After rearranging and introduction of the result for $\ce{[A]}$, the second differential equation can be written as \[ \partial_t\ce{[B]} + k_2\ce{[B]} = k_1\ce{[A]_0}\cdot\exp\{-k_1\cdot t\} \] This is an ordinary first order inhomogeneous differential equation. Calculus provides a number of ways to solve for $\ce{[B]}$. We will play a little trick that will allow us to use integration by parts and multiply through with $e^{k_2\cdot t}$: \[ \partial_t\ce{[B]}\cdot\exp\{k_2\cdot t\} + \ce{[B]}\cdot k_2\exp\{k_2\cdot t\} = k_1\ce{[A]_0}\cdot\exp\{-(k_1-k_2)\cdot t\} \] You will notice that the left-hand side now has the form \[ \dot x\cdot y + x\cdot \dot y= \frac {d}{dt} \left( xy \right) \] which allows to write \[ \begin{align} \frac{\rm d}{\rm dt}\left(\ce{[B]}\exp\{k_2t\}\right) & = k_1\ce{[A]_0}\cdot\exp\{-(k_1-k_2)\cdot t\} \\ \int {\rm d}\left(\ce{[B]}\exp\{k_2t\}\right) & = k_1\ce{[A]_0}\int {\rm dt}\,\exp\{-(k_1-k_2)\cdot t\} \\ \end{align} \] Integration on both sides gives \[ \begin{align} \ce{[B]}\exp\{k_2t\} = k_1\ce{[A]_0} \left[ \frac{ \exp\{-(k_1-k_2)\cdot t\} }{ -(k_1-k_2) } \right]_0^t\\ \ce{[B]} = \frac{k_1}{k_2-k_1}\ce{[A]_0} \frac{ \exp\{-(k_1-k_2)\cdot t\} - 1 }{ \exp\{k_2\cdot t\} } \\ \end{align} \]

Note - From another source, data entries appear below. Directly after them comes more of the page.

PR #5141, opened 2026-07-12
fix(livetext): lock shared analysis state to stop over-release crash in VisionKit bridge

divanshu-go:
## Problem

Users hit a hard crash of `screenpipe-app` while using Live Text over the Rewind timeline. The crash is a thread-interleaving race: it strikes rarely and randomly in normal use, and sustained rapid timeline scrubbing can trigger it (reproduced below).

image

## Crash

User crash report (`screenpipe-app`, macOS 27.0, arm64): `EXC_BREAKPOINT` PAC signature failure inside `_CFRelease`, on the `livetext-worker` thread while the Live Text LRU cache evicted its oldest entry:

```
Thread 76 Crashed:: livetext-worker
0  CoreFoundation      __CFCheckCFInfoPACSignature + 44
1  CoreFoundation      _CFRelease + 244
...  (recursive dealloc of VKImageAnalysis / VKCTextRecognitionResult)
34 libswiftCore        RefCounts::doDecrementSlow + 168
35 screenpipe-app      LiveTextManager.setCachedAnalysis(_:_:) + 404
36 screenpipe-app      ltAnalyzeImage + 516
37 screenpipe-app      livetext::get_analyze_worker closure
```

A PAC failure in `_CFRelease` means the object being released was already freed: its refcount had been corrupted earlier. The eviction in `setCachedAnalysis` was just the last one holding the bag.

## Root cause

`LiveTextManager`'s analysis references were plain non-atomic Swift properties shared across four threads with no synchronization:

```
livetext-worker (lt_analyze_image)      tokio worker (lt_update_position / lt_hide)
----------------------------------      -------------------------------------------
mgr.pendingAnalysis = analysis          let pending = mgr.pendingAnalysis
  = release(old A); store(B)            mgr.pendingAnalysis = nil
                                          = release(old A); store(nil)

          both threads release A  ->  double release  ->  refcount corrupt
          cache still holds A     ->  eviction releases freed object  ->  PAC crash
```

Swift strong-property assignment is release-old-then-store, not atomic. The same `ImageAnalysis` lives in `currentAnalysis`, `pendingAnalysis`, and the cache, so one torn assignment corrupts an object the cache later releases "for the last time".

## Before (unfixed bridge under stress)

The committed stress test run against the bridge as it exists on `origin/main`: **3 of 3 runs crashed within 25 seconds, two within 1 second**, reproducing the exact production signature:

```
EXC_BREAKPOINT (SIGTRAP), thread: livetext-worker-2
  libswiftCore  swift_deallocClassInstance <- _swift_release_dealloc <- doDecrementSlow
  lt-stress     ltAnalyzeImage(...)          <- setPending/cache release path
```

The double-release was also caught from the other racing side (`EXC_BAD_ACCESS` in `ltHide()`), as a use-after-free inside VisionKit (`objc_msgSend` on a freed analysis), and once stated outright by the Swift runtime:

```
Object 0x7b37098140 of class ImageAnalysis deallocated with non-zero retain count 12.
```

An earlier exploratory campaign with the same threading gave 7 of 10 runs crashing within 0-8 seconds.

Also reproduced in the production app (v2.5.120, unfixed) with a real user action: aggressive scrubbing / navigation in the Rewind timeline with Live Text active (each frame change fires `livetext_analyze` on the worker while `livetext_hide` / `livetext_update_position` fire concurrently from tokio threads). The shipped binary crashed on its own `livetext-worker` thread, with `objc_msgSend` on a freed analysis inside VisionKit via `ltAnalyzeImage`, identical to the harness signature. A dev build reproduces the same crash fully symbolized, down to the `livetext::get_analyze_worker` closure, the same frame the original wild report names:

```
Thread 85 Crashed:: livetext-worker  (screenpipe-app 2.5.120)
0  libobjc.A.dylib      objc_lookUpImpOrForward
1  libobjcMsgSend15     _objc_msgSend_uncached
2  VisionKit            +6292
3  screenpipe-app       ltAnalyzeImage(...)
4  screenpipe-app       screenpipe_app::window::util::with_autorelease_pool
```

https://github.com/user-attachments/assets/fdda02ef-7e73-4d3e-8918-058662b6e419

## After (this PR under identical stress)

**Zero crashes across every run**: 55M ops in the 25s test, and 233M ops in a 300s endurance run (18.3M analysis publishes, 214M concurrent clears, 431k position takes).

| bridge | runs | crashed | time to crash |
|---|---|---|---|
| unfixed (`origin/main`) | 3 x 25s committed test | **3** | 0-8s, two within 1s |
| unfixed (`origin/main`) | 10 x 60-90s exploratory | **7** | 0-8s, median ~1.5s |
| fixed (this PR) | 25s test and 300s endurance | **0** | survived |

## Fix

- All shared `LiveTextManager` state (`analyzer`, `overlayView`, `hostContentView`, `currentAnalysis`, `pendingAnalysis`, `pendingFrameId`) now goes through an `NSLock`, with atomic `setPending` / `takePending` / `clearAnalyses` operations replacing the multi-step unlocked mutations.
- `analyzeImage` hands the analyzer result across threads in a locked box instead of a captured var; the old pattern was also a compile error on the macos-14 CI toolchain.
- `urlSession` changed from `lazy var` to eager `let`: lazy initialization is not thread-safe and it is hit from both the worker thread and the prefetch GCD queue.
- `lt_destroy`: guard-view cleanup moved fully inside the main-thread block (`removeAll()` previously ran synchronously before the async block iterated the dictionary, so the views were never removed from the hierarchy). Also dropped `urlSession.invalidateAndCancel()`: an invalidated session can never be revived on the singleton, which would permanently break HTTP frame loading after a destroy/init cycle (`lt_destroy` currently has no Rust caller).

No behavior change on the happy path: same caching, same pending-analysis handoff to `lt_update_position`, same overlay lifecycle.

## Stress test

Committed as `apps/screenpipe-app-tauri/src-tauri/livetext-stress`, a standalone macOS-only crate (zero deps, excluded from the app workspace) that compiles the real `livetext_bridge.swift` with the exact `build.rs` swiftc flags and imports the app's own `livetext_ffi.rs` declarations. It creates an `NSWindow`, pumps the main runloop, renders its own text image, pre-warms the analysis cache, then races 3 `lt_analyze_image` workers against 3 `lt_hide` threads and 1 `lt_update_position` thread over a single cached `ImageAnalysis`.

It runs as a plain `cargo test` in the Rust CI `test-macos` job: an integration test spawns the stress binary as a subprocess for 25 seconds, so a bridge crash fails the test instead of the runner. A crash is always a real bridge race, and it self-skips when VisionKit is unavailable on the runner, so it cannot flake on healthy code.

```bash
cargo test --release --manifest-path apps/screenpipe-app-tauri/src-tauri/livetext-stress/Cargo.toml
```

Note: TSan was attempted as well (`swiftc -sanitize=thread`), but the TSan runtime itself segfaults during init on macOS 27, so the evidence is from real crashes. Crash frequency needs >= 2 concurrent clearers or publishers racing over the same non-nil reference, matching production, where multiple tokio threads call `lt_update_position` / `lt_hide` while `livetext-worker` publishes.

## Verification

- `swiftc -typecheck` and the exact `build.rs` release compile (`-swift-version 5 -target arm64-apple-macos13.0 -O -whole-module-optimization`) both pass on the modified bridge.
- The committed test fails on the unfixed bridge and passes on this PR (results above and in [the results comment](https://github.com/screenpipe/screenpipe/pull/5141#issuecomment-5011263499)).


louis030195:
@divanshu-go status

divanshu-go:
@louis030195 

Results from the committed `livetext-stress` test (races the real `livetext_bridge.swift`, 3 analyze workers vs 3 hide plus 1 reposition threads over one cached `ImageAnalysis`):

| bridge | result |
|---|---|
| `origin/main` (unfixed) | 3/3 crashes within 25s, two within 1 second |
| this PR | survived every run: 55M ops in 25s, 233M ops in a 300s run |

- reproduces the exact production signature: `EXC_BREAKPOINT` on a `livetext-worker` thread in the `ImageAnalysis` release path, same call path as the user crash report
- one unfixed run printed the bug in one line, straight from the Swift runtime:

```
Object 0x7b37098140 of class ImageAnalysis deallocated with non-zero retain count 12.
```

- a crash in this test is always a real bridge race, so no flaky failures on healthy code.

- run locally: `cargo test --release --manifest-path apps/screenpipe-app-tauri/src-tauri/livetext-stress/Cargo.toml`

divanshu-go:
@louis030195 
image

\[ \ce{[B]} = \frac{k_1}{k_2-k_1}\ce{[A]_0} \left[ \exp\{-k_1\cdot t\} - \exp\{-k_2\cdot t\} \right] \\ \]

To find an expression for $\ce{[C]}$, we do not need to solve the third differential equation (although it would be easy to do so, know that we know $\ce{[B]}$). Rather, we can invoke mass conservation and write

\[ \ce{[C]} = \ce{[A]_0} - \ce{[A]} - \ce{[B]} \]

The qualitative behaviour of $\ce{[A]}$, $\ce{[B]}$, and $\ce{[C]}$ can be studied using this graph:

It plots the relative concentration normalised with $\ce{[A]_0}$ over normalised time $t\cdot k_1$. The relative rate $k_2$ of the second reaction $\ce{B->C}$ can be adjusted with the slider above the graph.